Within the records that follow, find every line containing the string "worth". Copy those lines.

--- --- ---

PR #7407, opened 2025-09-25
Add help link for file permissions to hard crash report (BL-15282)

StephenMcConnel:
This can happen if the .bloomCollection file is readonly or hidden.

- - -
This change is [Reviewable](https://reviewable.io/reviews/BloomBooks/BloomDesktop/7407)


andrew-polk:
This looks like an improvement, but I was also thinking it was worth a look to see if we can handle the issue more gracefully.

andrew-polk:
Could very well be that it isn't worth it. I guess I'm actually not sure what we can do. So unless you have any better ideas, we can merge this.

--- --- ---

Exercise answer:
This looks like an improvement, but I was also thinking it was worth a look to see if we can handle the issue more gracefully.
Could very well be that it isn't worth it. I guess I'm actually not sure what we can do. So unless you have any better ideas, we can merge this.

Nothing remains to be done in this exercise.